Information supplied:
Issue #122, opened 2021-05-28
Feature Request: Dragon Coins on HUD


ChristianSilvermoon:
There's no way to know how many Dragon Coins you've collected in a stage other than remembering them. It would be nice if they displayed on the HUD somewhere like in Super Mario World, the graphic used in SMW is already present on the HUD for the coin counter.

Wohlstand:
Good idea, at least, make that work in next conditions:
- the compat.ini option enables it
- all necessary resources were presented
- add an option that will make them don't appear again after collection
Also, I MUST to make dragon coins to NOT transform on a P-Switch

Wohlstand:
It's needs to be made carefully as dragon coins use can be abused in some cases.

ChristianSilvermoon:
The only reason I can imagine for not making them appear on the HUD in certain episodes is that it might break immersion slightly if they've been re-sprited, but realistically it shouldn't impact gameplay itself at all if added :thinking:

LoveBodhi:
Remind me "Star Coins"!

P-Star7:
HUD asset exists already (SMW coin logo), but users may want a different graphic, and also maybe "uncollected" logo to count all the remaining coins. I wonder if this option should be expanded to other NPC's deaths, since Dragon Coin's death function is what will be read for the HUD change anyways.

ChristianSilvermoon:
> HUD asset exists already (SMW coin logo), but users may want a different graphic, and also maybe "uncollected" logo to count all the remaining coins. I wonder if this option should be expanded to other NPC's deaths, since Dragon Coin's death function is what will be read for the HUD change anyways.

If going that direction, I think it'd be better to support adding/manipulating HUD elements through events rather than making it a part of Dragon Coin tracking, which be just showing info on screen that the game already tracks.

ds-sloth:
Has been implemented using the score counter for dragon coins. Maximum of 8 (5 UP) shown on screen (at which point they award 5 UP).

I think that we should certainly use the SMW coin logo because (1) that is how SMW does it, and except in rare cases this game is inspired by the innovations of that series; (2) assets are already designed to make SMW coin logo visible against all background (since it is used for coins); and (3) that minimizes the number of assets that must be loaded at one time.

Question: what should the positioning be? Ideally, the coin and life counters should have the same height, and ideally the HUD would not expand too much. This is the best I can think of right now, but there may be other better approaches.

[...]

PR #579, opened 2023-08-06
Medal tracking

ds-sloth:
This PR allows TheXTech to track acquired medals (requested a long time ago in #122).

This includes:
(1) A new save structure that keeps track of how many stars and medals are in each level, and how many medals have been collected. (Has been replaced by @Wohlstand with a permanent save structure.)
(2) Added a new config option `"medals-show-policy": ["hide", "collected-only", "counts-only", "show-full"]`. Available and collected medals can be displayed in the upper-right corner of the level HUD, and above each warp / level (similar to stars).
(3) If `"show-full"` is chosen, then the order specified by the medals' `special_data` attribute (eventually settable in the editor) will be used to order the medals. If the attribute is unspecified, then medals will be ordered automatically based on their distance from the level entrance.

Uses a new asset, `graphics/ui/Medals.png`: Medals  Medals

I'm opening this now to get public feedback and comments on the feature' design.

The main question here is whether the "Shiny" medals from the current version should exist. A medal is shiny if you got it without dying, and the level only tracks the shiny medals from your single best run (you can't combine shiny medals from multiple playthroughs of a level). Does that idea make sense to people? Is there some other "best" tier of medal we should consider?


LoveBodhi:
Will 10-Coin (SMB Wonder) be doable in the future with this?
10 PurpleCoin HUD

ds-sloth:
> Will 10-Coin be doable?

This PR is for tracking the medals (collectible coins) that the player has gotten.

If 10-coins will be collectible in your asset pack, then a future scripting functionality could be used to mark 10-coins as a collectible item to be tracked, but that isn't included in this current PR.

src/main/level_save_info.cpp
```diff
@@ -0,0 +1,255 @@
...
+}
+
+static bool s_parseSaveInfo(LevelSaveInfo_t& info, const std::string& s)
+{
+    info = LevelSaveInfo_t();
+
+    unsigned version = 0;
+    int end_pos = 0;
+
+    if(sscanf(s.c_str(), "V:%2u;%n", &version, &end_pos) != 1 || end_pos < 1)
```
Wohlstand, line 73: Please use `SDL_sscanf`

ds-sloth: Ah, good note, thanks. I generally forget which functions have SDL versions. But, I'll delete this whole file when I update it to use PGE-FL.

Wohlstand: Little note: recently I already added new stuff into PGE-FL, please take a look.

ds-sloth:
Should be ready for review.

The main question here is whether the "Shiny" medals from the current version should exist. A medal is shiny if you got it without dying, and the level only tracks the shiny medals from your single best run (you can't combine shiny medals from multiple playthroughs of a level). Does that idea make sense to people? Is there some other "best" tier of medal we should consider?

ds-sloth:
I've done a full pass over the full diff and polished everything. I found a few minor bugs and fixed them as well. This is fully ready for review and merge on my side.

Wohlstand (commented):
In general looks good, but there are next things needed to be added:
- A config, add the "undefined" value (-1), that should being default
- At gameinfo, add the same field, that will be OFF by default.
- At compat.ini, add the same field, and it should have "undefined" value by default.

Treat by next order:
- **game info** reads first. It defines the base default value for assets.
- **compat.ini** reads next. If not undefined, it overrides. It defines the base default for episode.
- Read from config. If not undefined, it overrides everything.

ds-sloth:
Good note, I agree that should be needed before final release.

However, since this won't be released until 1.3.7, let's wait for the Config Update to handle that instead of spending more time making config merge logic that will be replaced during the Config Update.

Wohlstand:
Then, I think, should be fine: feel free to put the config branch as a draft for a reviewing/polishing, and make it being normal PR once you feel it's ready.

LoveBodhi:
Should this can be different sizes (such as 32x32 medal GFX)?

ds-sloth:
Note: I have revised the default medals asset from Medals Medals for the SMBX64-based asset pack, and added a new medals asset for the AoD asset pack.

Wohlstand:
One note: after this thing gets merged, updated the Wiki please to document this feature. Just to don't forget to update this in the future release.

src/globals.h
```diff
@@ -1715,6 +1755,12 @@ extern bool ExitMenu;
 //Public LevelSelect As Boolean 'true if game should load the world map
 extern bool LevelSelect;
 
+//! NEW: utility function to check if in a hub level
+inline bool InHub()
```
Wohlstand, line 1759: Suggested to use the `SDL_FORCE_INLINE` thing here.

src/graphics/gfx_hud.cpp
```diff
@@ -412,6 +426,159 @@ void DrawInterface(int Z, int numScreens)
...
+    int coin_height = GFX.Interface[2].h;
+
+    if(GFX.Medals.inited)
+    {
+        coin_width = GFX.Medals.w / 4;
+        coin_height = GFX.Medals.h;
+    }
+
+    if(max > 8)
+        max = 8;
```
Wohlstand, line 500: Maybe define this constant at `global_consts.h`?

src/main/level_medals.cpp
```diff
@@ -0,0 +1,282 @@
...
+    return nullptr;
+}
+
+void CurLevelMedals_t::get(uint8_t idx)
+{
+    // don't save star coins in hub level
+    if(InHub())
+        return;
+
+    if(idx < 8 && idx < max)
```
Wohlstand, line 79: Should 8 become a constant at global constants header?

src/main/level_medals.cpp
```diff
@@ -0,0 +1,282 @@
...
+
+    if(!info)
+        return;
+
+    info->medals_got |= got;
+
+    int old_best_count = 0;
+    int new_best_count = 0;
+
+    for(int i = 0; i < 8 && i < info->max_medals; ++i)
```
Wohlstand, line 163: Here too, 8 should be a kind of `c_max_medals` global constant.

src/main/level_medals.cpp
```diff
@@ -0,0 +1,282 @@
...
+        std::sort(auto_medals.begin(), auto_medals.begin() + auto_medal_count);
+    }
+
+    // auto-assign indexes to unspecified medals
+    for(int auto_i = 0; auto_i < auto_medal_count; ++auto_i)
+    {
+        NPC_t& n = NPC[auto_medals[auto_i].second];
+
+        // try to find an index
+        for(int i = 0; i < 8; ++i)
```
Wohlstand, line 268: And here should be a `c_max_medals` constant.

src/main/level_medals.h
```diff
@@ -0,0 +1,78 @@
...
+    uint8_t max = 0;
+
+    //! bitfield of medals previously acquired in level (imported as "got" from save data)
+    uint8_t prev = 0;
+    //! bitfield of medals acquired during current play session (on win, combined with "got" in save data)
+    uint8_t got = 0;
+    //! bitfield of medals acquired since most recent lost life (on win, compared with and possibly replaces "best" in save data)
+    uint8_t life = 0;
+
+    //! sets specific coin as obtained
```
Wohlstand, line 51: Just a note about DoxyGen comments:
```
//! Use this format for variables only

/**
 * \brief And use this to document functions.  
 */
```
Especially because this way allows to describe arguments and allows to desctibe the sense of return value.

src/main/level_save_info.cpp
```diff
@@ -0,0 +1,234 @@
...
+
+static bool s_exportSingleSaveInfo(saveLevelInfo& s, const LevelSaveInfo_t& info)
+{
+    if(!info.inited())
+        return false;
+
+    s.max_stars = info.max_stars;
+    s.max_medals = info.max_medals;
+
+    int size = SDL_min(info.max_medals, 8);
```
Wohlstand, line 42: Should be `c_max_medals` global constant.

src/main/level_save_info.cpp
```diff
@@ -0,0 +1,234 @@
...
+
+    unsigned max_stars = s.max_stars;
+    unsigned max_medals = s.max_medals;
+
+    // validate limits
+    if(max_stars > 255)
+        max_stars = 255;
+
+    if(max_medals > 8)
+        max_medals = 8;
```
Wohlstand, line 68: Should be a `c_max_medals` global constant.

src/main/level_save_info.cpp
```diff
@@ -0,0 +1,234 @@
...
+static bool s_importSingleSaveInfo(LevelSaveInfo_t& info, const saveLevelInfo& s)
+{
+    info = LevelSaveInfo_t();
+
+    unsigned max_stars = s.max_stars;
+    unsigned max_medals = s.max_medals;
+
+    // validate limits
+    if(max_stars > 255)
+        max_stars = 255;
```
Wohlstand, line 65: Maybe create the `c_max_stars_per_level` constant or something like?

src/main/level_save_info.cpp
```diff
@@ -0,0 +1,234 @@
...
+        if(!used_indexes[Variant - 1])
+        {
+            medal_count++;
+            used_indexes[Variant - 1] = true;
+        }
+    }
+
+    // cap medal count at 8
+    if(medal_count > 8)
+        medal_count = 8;
```
Wohlstand, line 209: Should be `c_max_medals` constant.

Wohlstand (changes requested):
Okay, I completely reviewed, and there are notes from me:
- Please make global constant instead of magic numbers (such as maximum number of medals, and maximum number of starts per every level).
- Please try to document functions not in same way as variables: there is a possibility to describe arguments and sense of the function's return (if presented).

Other things were mostly fine, or I something missed up.

ds-sloth:
I'll update the docs and inline case soon.

For the constants, 8 and 255 are not changeable magic numbers; they're enforced by the field width used. If you like I can replace them with global constants, but it's only possible to decrease these, not increase them.

Wohlstand:
> For the constants, 8 and 255 are not changeable magic numbers; they're enforced by the field width used. If you like I can replace them with global constants, but it's only possible to decrease these, not increase them.

That's fine, just give an explanation in comments (already done) and ye, a kind of static asserts should also prevent to exceed these values.

Wohlstand (approved):
Okay, for me the thing looks fine, I'll merge it.

Just need for the future (as you said, at the config branch) to allow episode makers to define the default value that will be used everywhere if user didn't set their override.

PR #595, opened 2023-08-23
Simple pre-processor for message boxes

Wohlstand:
This is a small thing that allows to show different text depending on various conditions. Currently this implementation is able to print different branches of text depending on playable character number. I would be like to merge it quickly being very simple for now, because I want to use this logic in my The Invasion 2 translation. And later, it could be extended.

When it proceeds a message from NPC, it takes player index directly to detect player's character immediately. But when it's a message box called by event, then a heuristic logic being implemented to detect possible "source" of the event (in a case of events chain from NPC dialogue, the last player index used from NPC call, will be re-used at events too).

## Syntax
- `#if player(x)` or `#if player(x, y, z, ..., n)` - true if player matches one of comma-separated values.
- `#elif player(x)` - same as `#if`, but will gets checked if previous condition is false.
- `#else` - opens content if previous condition is false.
- `#endif` - final of conditional branch.

## The example text:
```
#if player(3)
О, Ваше Высочество! Для меня такая честь повидать Вас! У меня есть для Вас подарок, позвольте открыть сундук...
#elif player(4)
Здарова, брательник! Как поживаешь? Возьми кое-что из сундука, это тебе пригодится!
#elif player(5)
О, ты случайно не тот герой из далёкой страны, про которого все рассказывали? Возьми кое-что из этого сундука.
#else
Ты случайно не тот санте-
хник, о котором все гово-
рят? Возьми кое-что из 
этого сундука.
#endif
```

Exercise objective: Transcribe exactly, and only, the lines from the opening line of the records through the line containing "- all necessary resources were presented".

Answer to the exercise:
Issue #122, opened 2021-05-28
Feature Request: Dragon Coins on HUD


ChristianSilvermoon:
There's no way to know how many Dragon Coins you've collected in a stage other than remembering them. It would be nice if they displayed on the HUD somewhere like in Super Mario World, the graphic used in SMW is already present on the HUD for the coin counter.

Wohlstand:
Good idea, at least, make that work in next conditions:
- the compat.ini option enables it
- all necessary resources were presented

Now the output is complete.